When I was about five, the concept of anything far away was the top of the street. It felt like the edge of the world back then. The trees seemed to stop growing. The sky stretched out, and the sun baked the cracked road beneath it. In my part of town, the road had been worn smooth by years of use. Jagged patches crept along the sides where the asphalt had crumbled away. These patches left no room for a curb. Grass and gravel started to blur together. They were scattered with the glint of broken glass and a ring pull from a can. It looked like the remnants of a world that had long stopped caring. Everything felt abandoned under the dry, sky.

Almost at the top of the street stood a yellow fibro house, simple and unremarkable, with no front garden to soften it—just a patch of mustard-coloured grass that crunched underfoot. I knew I was almost too far when that house came into view. It was the marker. The sign that I had wandered close to the boundary of safety, to the point where I wasn’t sure I should be. I never went that far alone. I always made sure my older brother was with me or that I was gripping my Dad’s hand. That house and what lay beyond it were too unknown to face without someone beside me.

Two older ladies lived there—twins. They sat out on the large air conditioner unit, every day, always silent. They never spoke, not to each other and certainly not to me or anyone else who ventured near. They just sat, their wrinkled faces tight and scrunched up, like the cracked surface of the road, watching. Always watching. Their eyes would follow you, quiet and unblinking, as though they knew something about you that you didn’t yet understand. They wore woolen sweaters, despite the heat, with dresses underneath and brown socks that never quite stayed pulled up. I never stayed long enough to figure out much else about them. As soon as I felt their gaze, I’d hurry back down the hill, feeling the weight of their eyes still on me until the curve of the road finally hid me from view. And me and my brothers would pretend to be them, giggling together, they were this unknown we felt we could mock as kids. Mock the unknown.

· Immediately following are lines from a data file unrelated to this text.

PR #155, opened 2017-02-24
Slovenian translation for the Weather applet

ratek1:
I added Slovenian translation for the Weather applet. I hope everything is OK.

### DIFF
--- a/weather@mockturtl/files/weather@mockturtl/po/LINGUAS
+++ b/weather@mockturtl/files/weather@mockturtl/po/LINGUAS
@@ -27,6 +27,7 @@ ro
 ru
 tr
 sk
+sl
 sv
 uk
 vi
--- a/weather@mockturtl/files/weather@mockturtl/po/sl.po
+++ b/weather@mockturtl/files/weather@mockturtl/po/sl.po
@@ -1,0 +1,438 @@
+# Slovenian translation for "Weather" cinnamon applet
+# Copyright (C) 2011
+# This file is distributed under the same license as the weather@mockturtl package.
+# Ratek1 <Ratek1@github>, 2017.
+# 
+#, fuzzy
+msgid ""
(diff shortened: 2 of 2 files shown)


collinss:
@mockturtl You seem to get a lot of these translations prs. Do you want us to wait for your review on them or would you prefer we simply merge them? I'm fine either way.

mockturtl:
@ratek1 Hvala!  :+1:

mockturtl:
@collinss It's fine with me if you just merge them.

Is the LINGUAS file still necessary?

collinss:
@mockturtl OK, sounds good.

I don't think it's necessary. I don't remember seeing it in other applets with translations. You'd have to ask @NikoKrause to be sure though. He's the resident expert on applet translations.

NikoKrause:
I started just recently. What was the LINGUAS file for?

It suffices to put the po files in a directory called po. The rest will be done automatically, when you install the applet from System Settings.
Here's a small tutorial:

https://github.com/NikoKrause/CinnVIIStarkMenu/issues/19

Odyseus:
Hello, everybody.

I don't think that the LINGUAS file was ever needed. The Cinnamon code doesn't even contain any reference to a so named file (I searched only on linuxmint/Cinnamon repo and not on other packages).

For what I can grasp (barely) from [the documentation](https://www.gnu.org/software/gettext/manual/html_node/po_002fLINGUAS.html), the LINGUAS file is used to tell the system all available languages that will be installed. And then there is a [LINGUAS environment](https://www.gnu.org/software/gettext/manual/html_node/Installers.html#Installers) variable used to limit the languages that will be installed.

Anyway, Cinnamon doesn't care if there is a LINGUAS file or not (at least regarding xlets localizations). It will install all .po files found inside a po folder without exceptions.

These days, I know they were just two quiet women, probably as old as my Dad. Sweet, really. They kept to themselves, as people do, and that was all there was to it. But I didn’t know that back then. Back then, they were sentinels, watching over the end of the street, keeping me from going too far. And sometimes, now, I feel like them—sitting quietly, looking out at the world as people try to push themselves past the barren parts. Trying to get a little further, beyond whatever desolation they’re caught in, whether it’s a quiet cool corner store, a still and dusty bush track leading to a swimming hole, or even an airport to somewhere far away. I know that feeling now—of being too far. Of feeling like, if I shouted, no one would hear me. That it doesn’t really matter what I do, because, in the end, I just need to find my way back home. Down the hill.

But what if home is gone? What if you make it back down the hill, and nothing is where it used to be? That’s where I am now, back in Melbourne. Working, moving from one day to the next. But I still don’t know what home is. I could place all my belongings out in the street, and it wouldn’t make a difference. I’d still feel the same. Too far away from something I once knew as home, and yet so close to the place that should be it. Though I tell myself, usually its then that you are too close to an old home. And very far from your new home, whatever that may be. A physical place, or a love you have never known yet. And the twins are watching you verge onto that new place, down the hill. Safe.